Повести и рассказы писателей Румынии (Войкулеску, Деметриус) - страница 121

«Мой идеал — унтер-офицерша», — говаривал он, смеясь.

Обычно мы шагали втроем вниз по бульвару, прокладывая себе путь локтями, но, стоило нам дойти до угла, Барабор делал нам ручкой.

— Меня ждут на улице Заломите, — объявлял он и поворачивал обратно. Когда он работал дровосеком в Трансильвании, у него было много девушек в широких сборчатых юбках, с яркими лентами, вплетенными в косы.

— Посмотри-ка на них, — показал он мне однажды стайку девчонок на улице, — знаешь, какие они румяные и горячие, словно пышечки из духовки.

На рождество по приглашению Пии мы поехали в Р. Это был мой первый визит к ее родичам. Там меня потчевали Gänsebraten — жареным гусем, и булочками с маком. В ночь под рождество господин Зербес специально для нас играл на церковном органе. «О прекрасная ель!» Барабор попробовал спеть, пастор ему вторил. Потом Барабор попросил разрешения спеть «Марсельезу», признавшись, что он уже не раз пел ее, когда, управившись с уборкой, оставался в церкви один. Студент с факультета лесоводства, приехавший на практику, научил Барабора подыгрывать себе одним пальцем.
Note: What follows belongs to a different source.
PR #2527, opened 2026-09-14
fix(logs): append event segments and reclaim expired logs

Vincent-Wu-Haha:
CloudWatch Logs currently clones and rewrites every retained event after each successful mutation. Sustained ingestion therefore amplifies disk writes with the entire event history, while retention only hides expired events from queries and leaves them in memory and snapshots.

Пастор не возражал, и Барабор замурлыкал: «Вперед, сыны отчизны!..» Пия чуть не лопнула от смеха и незаметно, чтобы не обидеть господина Зербеса, увела меня на колокольню. Она поведала мне средневековую легенду, в которой рассказывалось, что саксонские женщины, когда неприятель осаждал крепость, швыряли в него калачи, испеченные из последних горстей муки. Истощенные и голодные враги, видя такое расточительство, убрались восвояси. На колокольне закричали и захлопали крыльями потревоженные галки, а мы поднимались по лестнице, загаженной птицами. Идти надо было с величайшей осторожностью, чтобы не поскользнуться. («Прекрасное удобрение», — скажет на следующий день господин Зербес, соскребет весь помет, чтобы следующей весной удобрить им землю своего сада.)

«Марсельезу», которую Барабор пел, ошибаясь и поминутно поправляясь, было слышно даже на колокольне. Мы с Пией любовались зимним вечером, пригибаясь от летающих галок, словно от летучих мышей, и вдруг услышали совсем другую «Марсельезу».

Она звучала свободно, без ошибок, сдержанно и торжественно.

— Теперь, без сомнения, «Марсельезу» исполняет господин Зербес, — сказал я, разглядывая сквозь амбразуру далекий горный хребет, разлинованные улочки города и красную черепицу крыш лепящихся друг к другу домов.

— Это не «Марсельеза», — поправила Пия, — это известный католический гимн «Dies irae», «День гнева». Разве можно их путать?

— Не я их путаю, они сами путаются. Любой революционный марш смахивает на церковный гимн, — слуха я был лишен и возразил, пытаясь оправдаться, — все дело в ритме и в инструменте, на котором его исполняют.